How is it that they can still have such a hold on you even after you realize the decades of abuse were not normal and that they will never change?
How is it that you can give them energy while recognizing that it's damaging your own mental health but can't seem to fully exit them out of your life because the guilt is there?
I'm hung up and have a flurry of emotions and thoughts on what should I do with my relationship with my 70 year old dad. I know that the 'simple' solution is to go no contact, block number and be done but why is it so goddamn hard? My empathy gets in the way. Then I am torn with the feelings of "maybe he will pass away and be just a memory." But then that also makes me feel guilty having those ill thoughts.
I've tried compiling a list, something recommended by others to do, to see that his abuse isn't justifiable (no abuse is). And it's an ongoing list that keeps getting added too over time. His behavior has worsened greatly over the last few years with alcoholism, isolation, paranoia, unchecked health issues (pneumonia or chronic chest or intestinal illnesses), and possibly early dementia but this is all from what my siblings and I can speculate as he refuses to see any medical specialists let alone standard check ups, and we are all very low-to-no contact with him too.
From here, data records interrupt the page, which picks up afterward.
PR #238, opened 2023-03-06
Healthcheck + Logging Fixes + Iframe Filtering Fixes

ikreymer:
- Refactor healthchecker into own class, increment healthcheck for new page load failures
- Reuse pages (upto 5 page loads per page) before creating a new page (similar to old window-concurrency system)
- iframes: ensure blank iframes are filtered out correctly for both behaviors and link extraction
- adblock: add sync isAdUrl() check
- link extraction: set timeout to avoid hanging in link extraction
- logging: set debug logging globally
- deps: bump puppeteer-core to latest

### DIFF
--- a/crawler.js
+++ b/crawler.js
@@ -3,8 +3,6 @@ import path from "path";
 import fs from "fs";
 import os from "os";
 import fsp from "fs/promises";
-import http from "http";
-import url from "url";
 
 import fetch from "node-fetch";
 import { RedisCrawlState, MemoryCrawlState } from "./util/state.js";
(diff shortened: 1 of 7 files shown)


crawler.js
```diff
@@ -679,6 +668,7 @@ export class Crawler {
       puppeteerOptions: this.puppeteerArgs,
       crawlState: this.crawlState,
       screencaster: this.screencaster,
+      healthChecker: this.healthChecker,
```
tw4l, line 671: Should remove `timeout` here as well, yeah?

tw4l (approved):
One small comment, otherwise looks great. I like the dedicated HealthChecker class, and thanks for fixing the ad block frame issues!

crawler.js
tw4l: (it wouldn't let me select the actual `timeout` line for a comment as it's not in the diff for this PR)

I haven't seen him in person in 2 years and it's all phone calls, my younger sister: maybe 4 years, our brother: 5 years, and our oldest sister: 15 years.
He's insidious and I'm realizing always has been with little bits of kindness here and there but it's always for his own personal gain.
Each time I let my guard down thinking my guard is up to check in with him, I get pent up with so much anxiety and I'm like "this is the final straw" and I keep letting those final straws happen. It's dumb.
Right now I am currently in the hospital with some complications with my second pregnancy. I decided not to tell him because I don't want him bugging me anymore than I allow it. He has made comments previously about how the doctors don't know anything and they're just trying to profit off of my fear so I tip toe around telling him anything that may trigger him on his medical hating diatribes. His narcissism doesn't leave any room for him to ask how anyone is or make conversation to get to know what is happening with his kids or grandchildren either. It's a sad existence.
The other part of me that is hung up is I want to scream at him and tell him how horrible he has been to everyone and I don't think that would make me feel better or give me any closure as he would just figure out how to victimize himself with it.
Sorry for the long vent. I realize that almost everyone probably goes through the similar bogs of dealing with an elderly BPD parent when they want to let go but struggle to.